━━━━━ Input data ━━━━━

PR #429, opened 2018-11-15
Propose order-sign hook

isaacvetter:
Note that this hook is intended to either deprecate or clarify order-review (depending upon the actual workflow intent of order-review).


docs/hooks/order-sign.md
```diff
@@ -0,0 +1,361 @@
+# `order-sign`
+
+| Metadata | Value
+| ---- | ----
+| specificationVersion | 1.0
+| hookVersion | 0.1.0
+
+## Workflow
+
+The `order-sign` hook fires when a clinician signs one or more orders for a patient.
```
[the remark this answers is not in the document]
isaacvetter: Brett - putting this out of scope, per conversation and comment on `order-select` issue.

docs/hooks/order-sign.md
```diff
@@ -0,0 +1,361 @@
+# `order-sign`
+
+| Metadata | Value
+| ---- | ----
+| specificationVersion | 1.0
+| hookVersion | 0.1.0
+
+## Workflow
+
+The `order-sign` hook fires when a clinician signs one or more orders for a patient, (including orders for medications, procedures, labs and other orders).
```
jmandel: "when a clinician signs" -- does this mean after the clinician actually clicks the "sign" button, or while a clinician is viewing the screen where the button is displayed?

From a UX perspective, it seems highly interruptive to "break" the functionality of the sign button.

isaacvetter: Hey Josh,

I wouldn't would to mandate the UI such that there was an actual button in lieu of a voice command or whatever, but yes, this hook occurs once the clinician has indicated that she has finished configuring the order and is ready to sign it. 

I think that there's a lot of existing functionality that implements cds at the point of signing. 

Isaac

jmandel: Okay, but if that's the intention, then we're missing out on a *very* important non-interruptive hook point of "I'm reviewing a pile of orders, about to sign them". If we don't address this, I'd be uncomfortable trying to deprecate our existing review hook.

kpshek: @isaacvetter / @jmandel - Does this hook need to be explicit that this is invoked when the "clinician signs" (click a button in the Cerner/Epic CPOE) vs reviewing a bunch of orders that the clinician is "about to sign"? In other words, can we support both UX paradigms?

Here is some wordsmithing:
> The `order-sign` hook fires when a clinician is ready to sign one or more orders for a patient, (including orders for medications, procedures, labs and other orders).

mattvarghese: Agree with @kpshek. I also don't think the hook should mandate the EHR workflow. 

Also, @jmandel - how is this 'order review point' different from, say if the EHR implemented `order-select` so that every time physician changes something, there will be alerts? If that is the case, I cannot programmatically distinguish the location at which `order-select` decision support needs to be made visible to physicians from the location at which `order-review` decision support needs to be made visible. A good UI would show a 'reviewable view' with the ability to change.

mattvarghese: Also, @jmandel, here we are really going in circles:
https://chat.fhir.org/#narrow/stream/179159-cds-hooks/topic/Ordering.20related.20hooks.20(deprecate.20medication-prescribe)/near/153996785

jmandel: In the initial design, the distinction was basically between "I'm creating an order that's going to get added to a cart" and "I'm reviewing the set is orders in the cart". That was a meaningful distinction because it spoke to cardinality and sequence.

mattvarghese: ergo: `order-select` and `order-sign`

mattvarghese: ergo `order-select` and `order-sign`

You are yourself saying these were the original intent on one side, but on the other side you are asking that order-select should now fire everytime a dose change etc is made, and on the other side you are saying there should be another nearly redundant hook to `order-sign` which I don't see the difference from `order-sign` of.

@jmandel I really don't understand what you are wanting us to do here.

jmandel:
I am recommending that order-select be generalized to optionally include updates as the order details are entered, per @kpshek's proposal in that PR. 

And that we accept @kpshek's wordsmithed language in this PR, too.

Two small tweaks that would preserve important aspect of the current functionality.

mattvarghese:
> I am recommending that order-select be generalized to optionally include updates as the order details are entered, per @kpshek's proposal in that PR.
> 
> And that we accept @kpshek's wordsmithed language in this PR, too.
> 
> Two small tweaks that would preserve important aspects of the current functionality.

Ok fine @jmandel. I am going to merely state that 
1. I agree with the above in full and unqualified, withdrawing my disagreement on `order-select`
2. Let it be on record that I tried to uphold the decisions of the HL7 CDS Hooks workgroup meeting to the best of my ability, but failed.

Can we proceed with the hooks if these changes are made?

isaacvetter:
Hey Guys, This PR has been updated. Please review.

PR #430, opened 2018-11-15
create problem-list-item-create

isaacvetter:
Propose condition-create hook


isaacvetter:
Feedback from CDS wg: Should rename this to problem-list-create to distinguish between problist list entries and health concerns, etc.

jmandel:
Love the idea. Naming-wise, why not  call it `condition-create` as you did in the PR text? If you prefer "problem" to "condition," that's fine, but I'm confused by "list" -- since `problem-list-create` sounds like an operation to create a problem list, whereas this is an operation to create one or more *problem*(s) on a list.

jmandel:
(Similar to `appointment-book`.)

brynrhodes (approved):

isaacvetter:
CDS WG voted to merge this proposed hook into CI build today -- https://confluence.hl7.org/display/CDS/2023-06-14+-+Meeting+Agenda

vadi2 (approved):

PR #434, opened 2018-11-20
reference versioned SMART spec

isaacvetter:
Each section of the spec that references now SMART also links to the 1.0.0 version of the HL7 SMART spec.


isaacvetter:
fixes #253

PR #450, opened 2018-12-12
Require hook maturity level on hook definition

### LINKED ISSUE #444: Need to add hook maturity to the hook definition and template
Now that the hook maturity model is part of the specification, hook definitions need to include the maturity level for each hook as part of the hook metadata, and the hook definition template needs to be updated to include the default hook maturity, `0 - draft`.

isaacvetter:
Fixes #444

### DIFF
--- a/docs/specification/1.0.md
+++ b/docs/specification/1.0.md
@@ -933,9 +933,9 @@ When a major change is made, the hook definition MUST be published under a new n
 > Note that the intent of this table is to outline possible breaking changes. The authors have attempted to enumerate these types of changes exhaustively, but as new types of breaking changes are identified, this list will be updated.
 
 #### Hook Maturity
-As each hook progresses through a process of being defined, tested, implemented, used in production environments and balloted, the hook's formal [maturity level](#hook-maturity-model) increases. Each hook has its own maturity level, which MUST be defined in the hook's definition and correspond to the [Hook Maturity Model](#hook-maturity-model). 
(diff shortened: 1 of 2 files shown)


isaacvetter:
I specifically left maturity changes out of the required change log, because optimally a hook should mature without substantive changes.

docs/specification/1.0.md
```diff
@@ -873,7 +873,9 @@ Hook creators SHOULD include examples of the context.
...
+The intent of the CDS Hooks Maturity Model is to attain broad community engagement and consensus, before a hook is labeled as mature, that the hook is necessary, implementable, and worthwhile to the CDS services and CDS clients that would reasonably be expected to use it. Implementer feedback should drive the maturity of new hooks. Diverse participation in open developer forums and events, such as HL7 FHIR Connectathons, is necessary to achieve significant implementer feedback. The below criteria will be evaluated with these goals in mind. The hook definition defines the hook's current maturity level and MUST link to the definition of that maturity level.
```
kpshek: > and MUST link to the definition of that maturity level.

I thought the important thing is that a hook definition MUST define its hook maturity level.

I'm not sure we should require the maturity level to be linked. Yes, linking is nice but we don't require it for anything else (like say what "prefetch token" means). I feel like that for the concept of Maturity Model, along with every other concept we have defined in CDS Hooks, requires the reader of the hook to refer back to the spec to understand everything completely.

isaacvetter:
Hey @kpshek - can you take another look at this PR? (and then #451) ?

kpshek:
Thank you @isaacvetter and sorry for re-reviewing this so late!

PR #451, opened 2018-12-12
assign maturity to patient-view, med-prescribe, order-review

### LINKED ISSUE #445: Hook definitions should be organized by maturity
The "hook catalog" should provide a clear indication of the maturity level of the hooks. One easy way to do that would be to have a folder for each maturity level, and as a hook definition progresses, it is moved through the folders.

isaacvetter:
Fixes #445 

Other than the STU ballot, I think that `patient-view` is ready for CHMM5.

Maturity Level | Maturity title | Requirements
--- | --- | ---
4 | Documented | _The above, and …_ The author agrees that the artifact is sufficiently stable to require implementer consultation for subsequent non-backward compatible changes.  The hook is implemented in the standard CDS Hooks sandbox and multiple prototype projects. The Hook specification SHALL: <ul><ol>Identify a broad set of example contexts in which the hook may be used with a minimum of three, but as many as 8-10.</ol><ol>Clearly differentiate the hook from similar hooks or other standards to help an implementer determine if the hook is correct for their scenario.</ol><ol>Explicitly document example scenarios when the hook should not be used.</ol></ul>
5 | Mature | _The above, and ..._ The hook has been implemented in production in at least two CDS clients and three independent CDS services. An HL7 working group ballots the hook and the hook has passed HL7 STU ballot.

### DIFF
--- a/docs/hooks/order-review.md
+++ b/docs/hooks/order-review.md
@@ -4,7 +4,7 @@
 | ---- | ----
 | specificationVersion | 1.0
 | hookVersion | 1.0
-| Hook maturity | [1 - Submitted](specification/1.0/#hook-maturity-model)
+| Hook maturity | [1 - Submitted](../../specification/1.0/#hook-maturity-model)
 
 ## Workflow
 
--- a/docs/hooks/order-review.md
+++ b/docs/hooks/order-review.md
@@ -4,7 +4,7 @@
 | ---- | ----
 | specificationVersion | 1.0
 | hookVersion | 1.0
-| Hook maturity | [1 - Submitted](../../specification/1.0/#hook-maturity-model)
+| Hook maturity | [3 - Considered](../../specification/1.0/#hook-maturity-model)
 
 ## Workflow
 
--- a/docs/hooks/order-review.md
+++ b/docs/hooks/order-review.md
@@ -4,6 +4,7 @@
 | ---- | ----
 | specificationVersion | 1.0
 | hookVersion | 1.0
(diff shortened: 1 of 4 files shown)


isaacvetter:
The maturity numbers next to the name of the hook is kind of ugly, but it is how [FHIR does it](https://www.hl7.org/fhir/resourcelist.html) (kind of). Maybe "patient-view [4]" or "patient-view (4)" or "patient-view : 4" ?

Any suggestions? [Heroku deployment here](https://cds-hooks-docs-pr-451.herokuapp.com/hooks/patient-view/).

image

docs/hooks/order-review.md
```diff
@@ -4,6 +4,7 @@
 | ---- | ----
 | specificationVersion | 1.0
 | hookVersion | 1.0
+| Hook maturity | [3 - Considered](../../specification/1.0/#hook-maturity-model)
```
kpshek: Unless I'm missing something, `order-review` has had far less testing than `medication-prescribe`. I don't recall anyone testing it at a Connectathon and at Cerner, we've never prototyped this hook yet. I would have marked this one as a level 2 - Tested at best.

kpshek:
@isaacvetter - I like how you have the sidebar headings today with the maturity level immediately following the hook name ("patient-view 4").

docs/hooks/order-review.md
isaacvetter: See [zulip thread](https://chat.fhir.org/#narrow/stream/17-cds-hooks/subject/how.20mature.20are.20our.20hooks.3F).

Depending how we address #429, this could be a moot point.

PR #458, opened 2019-01-12
Explicitly clarify the intent behind optional and required fields

kpshek:
This came up during the Connectathon where a CDS Service implementer passed back a response in which the `links` array attribute had a `null` value. Our open source Sandbox allowed for this but other server implementers were expecting that `links` array to either be omitted or an array (empty of not).

This pull request clarifies the intent behind both optional fields as well as required string/URL fields.

While the CDS Hooks API is not defined using FHIR's rules, I did pull up how FHIR approaches this for reference:
> JSON objects and arrays are never empty, and properties never have null values (except for a special case documented below). Omit a property if it is empty

So, the proposed clarification here aligns us with what FHIR specifies (which is nice).

Note that we have just one exception to this proposed blanket rule -- a CDS Service response `cards` array. We document that this array field must always be valued, even if there is no decision support in which case the array is empty. This is (today) our one exception and the reason for the "Unless otherwise specified"

> If your CDS Service has no decision support for the user, your service should return a 200 HTTP response with an empty array of cards.

I think this is an important thing to be explicit about in our specification as it will resolve integrations challenges that will occur without this. However, we need to discuss this as a community as to whether this change is appropriate to include in our 1.0 release given how late in the release cycle we are.


isaacvetter:
Should be expanded to clarify behavior of strings, objects, arrays, including accurate terminology. Will follow-up in a later CDS meeting - 

Motion: Will incorporate language into spec to ensure that object property values are never `null`. 

Mover/Seconday: Isaac Vetter/Josh Mandel: 
Yes: 38
Abstain: 2
No: 0

kpshek:
This past Sunday (Jan 13th) we had a breakout session for CDS Hooks at the HL7 Connectathon. 30+ people we in attendance representing EHR vendors, CDS Service providers, and healthcare organizations. This PR was a topic of discussion and for the most part, the informal poll we took in the room was that the majority just want a decision on this topic (whatever that may be) and that aligning with FHIR's model in this regard was fine.

In a hallway conversation with @brynrhodes, we both think we change the only exception case we have right now (the response `cards` array which must always be valued, even with an empty array) to following this new requirement. This would mean that this line:

> If your CDS Service has no decision support for the user, your service should return a 200 HTTP response with an empty array of cards.

Would be changed to something like:

> If your CDS Service has no decision support for the user, your service should return a 200 HTTP response and the `cards` field omitted from the response object.

While that would mean the response object would be `{}` today, I foresee us adding additional top-level response fields in the future (like the system actions in the [decisions proposal](https://github.com/cds-hooks/docs/wiki/Decision-Proposal)). Did this get discussed in the working group meeting today along with the vote?

pcurc:
Is a `204/No Content` response another possibility here?

kpshek:
> Is a 204/No Content response another possibility here?

I remember thinking about this (unfortunately, there is nothing about this in our past issues). IIRC, I was thinking that we would likely add additional fields to the response which would mean that 204 likely will not be sent in all 'no decision support' scenarios.

docs/specification/1.0.md
```diff
@@ -7,6 +7,10 @@
 
 The CDS Hooks specification describes the RESTful APIs and interactions to integrate Clinical Decision Support (CDS) between CDS Clients (typically Electronic Health Record Systems (EHRs) or other health information systems) and CDS Services. All data exchanged through the RESTful APIs MUST be sent and received as [JSON](https://tools.ietf.org/html/rfc8259) structures, and MUST be transmitted over channels secured using the Hypertext Transfer Protocol (HTTP) over Transport Layer Security (TLS), also known as HTTPS and defined in [RFC2818](https://tools.ietf.org/html/rfc2818).
 
+Unless otherwise specified, JSON attributes SHALL NOT be null. If a JSON attribute is defined with an optionality of OPTIONAL, but does not have a value, implementers MUST omit it. For instance, OPTIONAL JSON string and array attributes should be omitted rather than having a null or empty value. Similarly, JSON object property values SHALL NOT be null or empty.
```
brynrhodes: I think the previous sentences cover the "property values" portion of this, so this last sentence should just say "Similarly, JSON objects SHALL NOT be empty"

━━━━━

Exercise instructions → In the material above, how many lines hold the string "fires"? Give the number and nothing else.

Answer section → 3